Мчатся волны жизни, волны голода, жадности, сытости, жирной игривости, – битва благ. Ссорятся из-за доброго тепла – и милой еды; – отбивают друг у друга самцов – беременеют – родят.
Бусы, ленты, корсеты, румяна, помадки. Кровать женщины, обагренная ее-же кровью, и ее пролил ее-же детеныш. Ее мужчина приносит подарок, и она радуется бусам. Ей завидуют другие – не беременные; – Она хвастается, и потом умирает.
В жилище дикаря в тундре висят трофеи. Навоевано много. Ползком он вползает спать. Тундра засыпает. Греет самка кормленная, богатая. И он благодарен ей за то, что она теплая и добрая.
Я так далеко заброшен среди земли, что только часы и календарь служат вехами в пучине времени: они что то разделяют, устанавливают твердое, точное на что можно опереться, чтобы не потеряться, но и слишком человеческое. И я думаю с соблазнительной сладостью страха: а что если часы остановятся.

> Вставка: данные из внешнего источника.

PR #12, opened 2022-05-17
DOPS-1741: Deploy Iroha2 Block Explorer testing env

BAStos525:
# Task
[DOPS-1741]: Deploy Iroha2 Block Explorer testing env

## Changes
Switch to unprevilidge nginx container and update Dockerfile according to it

## Author
Sign-by-off: Vasilii Zyabkin <zyabkin@soramitsu.co.jp>

[DOPS-1741]: https://soramitsu.atlassian.net/browse/DOPS-1741?atlOrigin=eyJpIjoiNWRkNTljNzYxNjVmNDY3MDlhMDU5Y2ZhYzA5YTRkZjUiLCJwIjoiZ2l0aHViLWNvbS1KU1cifQ

### DIFF
--- a/Dockerfile
+++ b/Dockerfile
@@ -1,10 +1,7 @@
-FROM node:latest as build-stage
-WORKDIR /app
-COPY package*.json ./
-RUN npm install
-COPY ./ .
-RUN npm run build
-
-FROM nginxinc/nginx-unprivileged:mainline
-USER nginx
-COPY --from=build-stage /app/dist /usr/share/nginx/html
+FROM      node:18.2.0-bullseye
+COPY      . /app
+WORKDIR   /app
+RUN       npm install && npm run build
+USER      node
+ENV       PORT=8080
+CMD       ["node", "app"]
--- a/Dockerfile
+++ b/Dockerfile
@@ -1,7 +1,3 @@
-FROM      node:18.2.0-bullseye
-COPY      . /app
-WORKDIR   /app
-RUN       npm install && npm run build
-USER      node
-ENV       PORT=8080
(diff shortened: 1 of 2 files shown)


Dockerfile
```diff
@@ -6,6 +6,8 @@ COPY ./ .
 RUN npm run build
 
 FROM nginxinc/nginx-unprivileged:mainline
-RUN mkdir /app
-COPY --from=build-stage /app/dist /app
-COPY nginx.conf /etc/nginx/nginx.conf
+ENV LOAD_DIR=/app
+RUN adduser --disabled-password --gecos "" iroha && \
+    mkdir -p ${LOAD_DIR} && \
+    chown -R iroha ${LOAD_DIR}
```
wpi86, line 12: Best practice is not to do this, as executables should be immutable to reduce the attack surface. I think you should give minimum sufficient permissions

wpi86 (changes requested):

Dockerfile
```diff
@@ -6,6 +6,10 @@ COPY ./ .
 RUN npm run build
 
 FROM nginxinc/nginx-unprivileged:mainline
-RUN mkdir /app
-COPY --from=build-stage /app/dist /app
-COPY nginx.conf /etc/nginx/nginx.conf
+ENV LOAD_DIR=/app
+USER root
+RUN mkdir -p ${LOAD_DIR} && \
```
Cre-eD, line 11: I see no sense, you create a folder as root, but then change permissions

Cre-eD (commented):
don't use `node:latest` specify version

Cre-eD (approved):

Я иду и, вот, берег такой пустой, что небо и море выпуклые и они дышат. Внезапно слышу присутствие: из сухой травы, черное бархатное лицо смотрит на меня косыми коварными глазками. Здесь под навесом сложенных досок живет кошка. Но чувствую, я здесь неприятен – и отхожу.
Как бережно надо обращаться со всякой искрой жизни, думаю я, потому что сильно люблю и эту елку и ее большой пузатый живот, покрытый чешуей.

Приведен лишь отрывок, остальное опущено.